DATA UNDER STUDY Start Marker

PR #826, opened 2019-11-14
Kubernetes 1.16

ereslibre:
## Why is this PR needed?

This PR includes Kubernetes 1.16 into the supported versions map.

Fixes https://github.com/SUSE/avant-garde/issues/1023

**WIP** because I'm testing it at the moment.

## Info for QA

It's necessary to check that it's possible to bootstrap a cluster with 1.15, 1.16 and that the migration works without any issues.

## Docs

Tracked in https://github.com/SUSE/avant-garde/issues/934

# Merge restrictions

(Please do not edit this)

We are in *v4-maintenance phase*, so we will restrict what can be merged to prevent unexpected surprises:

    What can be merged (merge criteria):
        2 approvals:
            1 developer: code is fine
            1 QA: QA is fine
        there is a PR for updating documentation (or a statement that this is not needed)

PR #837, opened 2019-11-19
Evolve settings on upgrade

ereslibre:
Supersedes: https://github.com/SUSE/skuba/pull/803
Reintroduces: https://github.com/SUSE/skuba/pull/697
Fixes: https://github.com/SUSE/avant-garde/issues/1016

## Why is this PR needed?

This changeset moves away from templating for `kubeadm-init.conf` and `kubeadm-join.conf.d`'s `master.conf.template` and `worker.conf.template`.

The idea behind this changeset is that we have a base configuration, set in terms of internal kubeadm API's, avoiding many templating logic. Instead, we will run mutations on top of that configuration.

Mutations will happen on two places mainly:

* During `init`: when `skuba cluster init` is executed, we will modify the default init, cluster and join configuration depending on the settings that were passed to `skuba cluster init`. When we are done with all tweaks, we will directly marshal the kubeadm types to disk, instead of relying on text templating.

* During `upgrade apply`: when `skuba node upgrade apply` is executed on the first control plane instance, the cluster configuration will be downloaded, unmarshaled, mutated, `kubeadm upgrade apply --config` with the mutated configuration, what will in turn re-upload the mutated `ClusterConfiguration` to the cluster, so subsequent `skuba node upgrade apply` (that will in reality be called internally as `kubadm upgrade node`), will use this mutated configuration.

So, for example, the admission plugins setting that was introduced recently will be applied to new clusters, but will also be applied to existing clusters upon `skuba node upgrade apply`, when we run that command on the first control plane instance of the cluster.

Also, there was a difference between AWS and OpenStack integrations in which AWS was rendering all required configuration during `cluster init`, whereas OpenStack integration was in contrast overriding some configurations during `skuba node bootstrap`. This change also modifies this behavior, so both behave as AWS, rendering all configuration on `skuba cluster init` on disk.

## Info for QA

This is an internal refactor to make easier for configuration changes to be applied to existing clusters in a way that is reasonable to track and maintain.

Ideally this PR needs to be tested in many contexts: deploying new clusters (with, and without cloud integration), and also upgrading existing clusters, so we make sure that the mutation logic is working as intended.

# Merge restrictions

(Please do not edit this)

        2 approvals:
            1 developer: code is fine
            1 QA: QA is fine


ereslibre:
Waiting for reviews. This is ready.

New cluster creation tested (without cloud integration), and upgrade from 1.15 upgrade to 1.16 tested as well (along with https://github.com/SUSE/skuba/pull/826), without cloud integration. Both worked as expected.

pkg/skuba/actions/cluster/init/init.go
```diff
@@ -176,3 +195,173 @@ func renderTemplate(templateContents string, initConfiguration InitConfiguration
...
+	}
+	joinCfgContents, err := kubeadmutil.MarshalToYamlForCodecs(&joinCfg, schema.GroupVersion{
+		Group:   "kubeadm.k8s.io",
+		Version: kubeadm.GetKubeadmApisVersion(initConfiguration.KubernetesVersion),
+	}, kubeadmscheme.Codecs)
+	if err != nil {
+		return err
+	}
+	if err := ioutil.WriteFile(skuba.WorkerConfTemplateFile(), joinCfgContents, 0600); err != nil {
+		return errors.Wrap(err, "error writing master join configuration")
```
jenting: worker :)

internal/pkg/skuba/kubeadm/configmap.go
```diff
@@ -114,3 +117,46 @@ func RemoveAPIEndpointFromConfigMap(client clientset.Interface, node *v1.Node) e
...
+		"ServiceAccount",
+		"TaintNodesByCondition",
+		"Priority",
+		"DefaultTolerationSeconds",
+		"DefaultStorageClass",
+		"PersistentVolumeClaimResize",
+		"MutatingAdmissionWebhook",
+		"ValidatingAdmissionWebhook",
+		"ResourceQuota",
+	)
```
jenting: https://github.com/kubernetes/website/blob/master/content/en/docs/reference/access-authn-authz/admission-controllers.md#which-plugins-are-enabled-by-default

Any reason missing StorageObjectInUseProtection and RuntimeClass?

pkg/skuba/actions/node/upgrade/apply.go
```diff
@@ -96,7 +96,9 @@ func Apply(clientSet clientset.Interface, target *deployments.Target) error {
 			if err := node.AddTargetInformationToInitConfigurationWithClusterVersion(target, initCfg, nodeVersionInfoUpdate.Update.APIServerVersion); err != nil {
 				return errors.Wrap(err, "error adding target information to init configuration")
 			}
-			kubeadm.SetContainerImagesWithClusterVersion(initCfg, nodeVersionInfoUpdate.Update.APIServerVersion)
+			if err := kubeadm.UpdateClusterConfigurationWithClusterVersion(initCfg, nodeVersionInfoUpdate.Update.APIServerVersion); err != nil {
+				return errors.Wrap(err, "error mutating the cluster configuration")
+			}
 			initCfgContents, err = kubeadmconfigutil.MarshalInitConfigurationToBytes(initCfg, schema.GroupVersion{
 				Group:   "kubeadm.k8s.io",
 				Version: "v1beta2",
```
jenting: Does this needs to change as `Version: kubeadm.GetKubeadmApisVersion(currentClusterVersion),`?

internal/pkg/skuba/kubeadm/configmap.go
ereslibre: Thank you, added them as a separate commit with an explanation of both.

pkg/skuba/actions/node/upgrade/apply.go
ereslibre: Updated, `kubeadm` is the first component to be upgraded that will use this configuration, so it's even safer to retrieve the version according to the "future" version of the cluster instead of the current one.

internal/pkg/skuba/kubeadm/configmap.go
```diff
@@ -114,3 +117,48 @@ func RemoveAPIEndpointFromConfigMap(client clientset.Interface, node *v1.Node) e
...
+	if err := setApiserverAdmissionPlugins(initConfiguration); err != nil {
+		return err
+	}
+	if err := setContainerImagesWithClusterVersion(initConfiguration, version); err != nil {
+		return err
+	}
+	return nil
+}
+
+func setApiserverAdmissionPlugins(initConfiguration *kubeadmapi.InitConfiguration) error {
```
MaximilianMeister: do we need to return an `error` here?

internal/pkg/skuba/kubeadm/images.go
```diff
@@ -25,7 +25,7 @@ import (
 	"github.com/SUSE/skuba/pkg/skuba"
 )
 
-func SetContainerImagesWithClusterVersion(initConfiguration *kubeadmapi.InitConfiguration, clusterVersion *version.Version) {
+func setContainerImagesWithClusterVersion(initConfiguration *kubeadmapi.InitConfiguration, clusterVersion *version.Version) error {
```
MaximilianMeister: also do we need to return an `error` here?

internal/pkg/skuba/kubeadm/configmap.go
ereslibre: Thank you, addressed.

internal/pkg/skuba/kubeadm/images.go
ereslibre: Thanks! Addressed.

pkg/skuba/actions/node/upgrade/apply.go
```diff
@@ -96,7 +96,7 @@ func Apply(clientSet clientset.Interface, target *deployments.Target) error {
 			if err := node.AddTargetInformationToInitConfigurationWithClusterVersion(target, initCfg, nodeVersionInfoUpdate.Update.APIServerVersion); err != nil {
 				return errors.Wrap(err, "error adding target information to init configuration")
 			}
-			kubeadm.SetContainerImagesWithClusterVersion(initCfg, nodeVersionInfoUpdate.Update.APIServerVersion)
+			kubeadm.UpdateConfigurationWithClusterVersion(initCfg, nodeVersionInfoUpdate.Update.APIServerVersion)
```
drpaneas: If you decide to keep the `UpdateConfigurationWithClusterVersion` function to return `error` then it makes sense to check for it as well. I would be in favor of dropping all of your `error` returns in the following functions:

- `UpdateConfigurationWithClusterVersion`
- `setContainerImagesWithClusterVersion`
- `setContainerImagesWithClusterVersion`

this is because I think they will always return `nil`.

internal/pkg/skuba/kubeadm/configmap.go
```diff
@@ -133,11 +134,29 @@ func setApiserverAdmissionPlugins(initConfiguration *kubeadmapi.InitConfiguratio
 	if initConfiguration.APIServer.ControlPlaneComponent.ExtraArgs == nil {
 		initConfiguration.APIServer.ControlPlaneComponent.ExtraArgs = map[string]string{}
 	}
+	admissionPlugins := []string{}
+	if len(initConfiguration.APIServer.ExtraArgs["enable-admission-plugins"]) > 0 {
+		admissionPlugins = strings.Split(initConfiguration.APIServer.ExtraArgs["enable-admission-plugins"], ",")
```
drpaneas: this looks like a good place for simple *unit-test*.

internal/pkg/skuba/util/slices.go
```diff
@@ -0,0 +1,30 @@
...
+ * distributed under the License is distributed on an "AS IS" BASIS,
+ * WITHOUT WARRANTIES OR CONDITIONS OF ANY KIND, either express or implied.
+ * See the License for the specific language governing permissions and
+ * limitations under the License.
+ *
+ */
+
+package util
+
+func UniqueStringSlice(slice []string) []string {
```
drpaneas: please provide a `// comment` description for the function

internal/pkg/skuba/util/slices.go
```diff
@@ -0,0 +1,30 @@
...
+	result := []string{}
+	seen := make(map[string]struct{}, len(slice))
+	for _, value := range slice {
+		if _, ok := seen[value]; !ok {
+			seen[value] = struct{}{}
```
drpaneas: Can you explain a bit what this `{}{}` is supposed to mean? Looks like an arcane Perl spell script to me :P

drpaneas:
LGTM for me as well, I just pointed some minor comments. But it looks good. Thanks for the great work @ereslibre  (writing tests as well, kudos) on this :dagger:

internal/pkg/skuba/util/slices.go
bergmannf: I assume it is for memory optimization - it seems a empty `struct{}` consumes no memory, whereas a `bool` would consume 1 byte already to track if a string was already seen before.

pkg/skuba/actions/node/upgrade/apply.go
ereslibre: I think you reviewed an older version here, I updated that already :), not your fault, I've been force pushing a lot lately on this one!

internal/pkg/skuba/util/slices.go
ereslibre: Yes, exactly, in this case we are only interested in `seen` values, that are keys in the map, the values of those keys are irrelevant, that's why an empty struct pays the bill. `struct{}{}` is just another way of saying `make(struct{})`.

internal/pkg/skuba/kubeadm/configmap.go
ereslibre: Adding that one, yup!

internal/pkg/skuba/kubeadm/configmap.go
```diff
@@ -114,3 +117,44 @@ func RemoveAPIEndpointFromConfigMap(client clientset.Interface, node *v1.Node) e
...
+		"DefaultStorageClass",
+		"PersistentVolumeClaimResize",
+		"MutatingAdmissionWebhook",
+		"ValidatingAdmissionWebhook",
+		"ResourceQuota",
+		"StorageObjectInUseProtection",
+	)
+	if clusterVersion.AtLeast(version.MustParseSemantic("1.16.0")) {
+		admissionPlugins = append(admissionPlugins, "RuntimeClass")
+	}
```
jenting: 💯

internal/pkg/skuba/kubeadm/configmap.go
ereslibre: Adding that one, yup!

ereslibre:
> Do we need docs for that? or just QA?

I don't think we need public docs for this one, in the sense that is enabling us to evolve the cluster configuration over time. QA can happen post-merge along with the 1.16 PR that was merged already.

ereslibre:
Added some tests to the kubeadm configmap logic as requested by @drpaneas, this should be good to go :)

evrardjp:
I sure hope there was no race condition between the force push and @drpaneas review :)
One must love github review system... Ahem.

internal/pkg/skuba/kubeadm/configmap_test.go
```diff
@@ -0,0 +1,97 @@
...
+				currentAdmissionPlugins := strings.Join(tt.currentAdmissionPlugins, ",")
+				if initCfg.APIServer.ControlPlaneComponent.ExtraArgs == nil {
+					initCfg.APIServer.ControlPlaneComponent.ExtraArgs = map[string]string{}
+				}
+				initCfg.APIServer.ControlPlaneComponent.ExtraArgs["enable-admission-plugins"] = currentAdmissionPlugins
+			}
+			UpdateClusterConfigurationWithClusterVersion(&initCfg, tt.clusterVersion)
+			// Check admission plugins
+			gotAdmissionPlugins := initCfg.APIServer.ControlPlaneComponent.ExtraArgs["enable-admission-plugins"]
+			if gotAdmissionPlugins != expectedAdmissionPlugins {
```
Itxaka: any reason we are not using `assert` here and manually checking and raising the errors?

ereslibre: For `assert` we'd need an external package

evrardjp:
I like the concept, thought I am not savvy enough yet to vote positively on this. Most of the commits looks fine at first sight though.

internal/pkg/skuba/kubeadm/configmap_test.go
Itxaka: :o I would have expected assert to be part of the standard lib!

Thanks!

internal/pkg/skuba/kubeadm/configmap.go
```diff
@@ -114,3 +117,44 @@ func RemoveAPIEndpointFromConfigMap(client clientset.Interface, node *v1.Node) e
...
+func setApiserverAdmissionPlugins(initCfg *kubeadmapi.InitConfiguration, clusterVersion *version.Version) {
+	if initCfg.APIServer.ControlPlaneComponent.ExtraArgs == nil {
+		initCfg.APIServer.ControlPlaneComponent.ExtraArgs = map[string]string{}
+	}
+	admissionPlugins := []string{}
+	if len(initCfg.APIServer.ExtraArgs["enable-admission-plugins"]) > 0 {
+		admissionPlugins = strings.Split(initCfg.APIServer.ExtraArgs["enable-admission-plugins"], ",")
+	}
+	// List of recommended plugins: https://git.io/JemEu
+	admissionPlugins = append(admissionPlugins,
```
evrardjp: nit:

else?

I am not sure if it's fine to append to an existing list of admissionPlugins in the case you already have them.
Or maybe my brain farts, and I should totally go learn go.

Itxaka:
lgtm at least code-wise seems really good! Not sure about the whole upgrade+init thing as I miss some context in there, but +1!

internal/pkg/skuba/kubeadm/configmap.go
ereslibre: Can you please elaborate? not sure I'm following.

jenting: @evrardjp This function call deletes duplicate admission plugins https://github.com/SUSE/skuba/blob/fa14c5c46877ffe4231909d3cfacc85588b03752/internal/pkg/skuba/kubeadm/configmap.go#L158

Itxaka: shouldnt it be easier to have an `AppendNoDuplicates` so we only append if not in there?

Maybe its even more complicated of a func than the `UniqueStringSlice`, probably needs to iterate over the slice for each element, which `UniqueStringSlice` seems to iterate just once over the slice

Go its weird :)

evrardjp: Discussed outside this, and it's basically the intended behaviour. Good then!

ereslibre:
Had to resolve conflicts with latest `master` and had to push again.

DATA UNDER STUDY End Marker
DATA UNDER STUDY Start Marker

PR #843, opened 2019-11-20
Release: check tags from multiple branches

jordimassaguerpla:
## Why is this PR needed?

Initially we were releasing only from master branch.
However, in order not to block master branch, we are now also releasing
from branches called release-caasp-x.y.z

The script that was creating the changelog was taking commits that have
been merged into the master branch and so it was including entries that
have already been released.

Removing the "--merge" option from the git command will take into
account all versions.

DATA UNDER STUDY End Marker

**PROBLEM STATEMENT:** Only the lines above starting at the one containing "The script that" and ending at the one containing "account all versions.", both included, are to be returned, exactly as they read.

**WRITTEN SOLUTION:**
The script that was creating the changelog was taking commits that have
been merged into the master branch and so it was including entries that
have already been released.

Removing the "--merge" option from the git command will take into
account all versions.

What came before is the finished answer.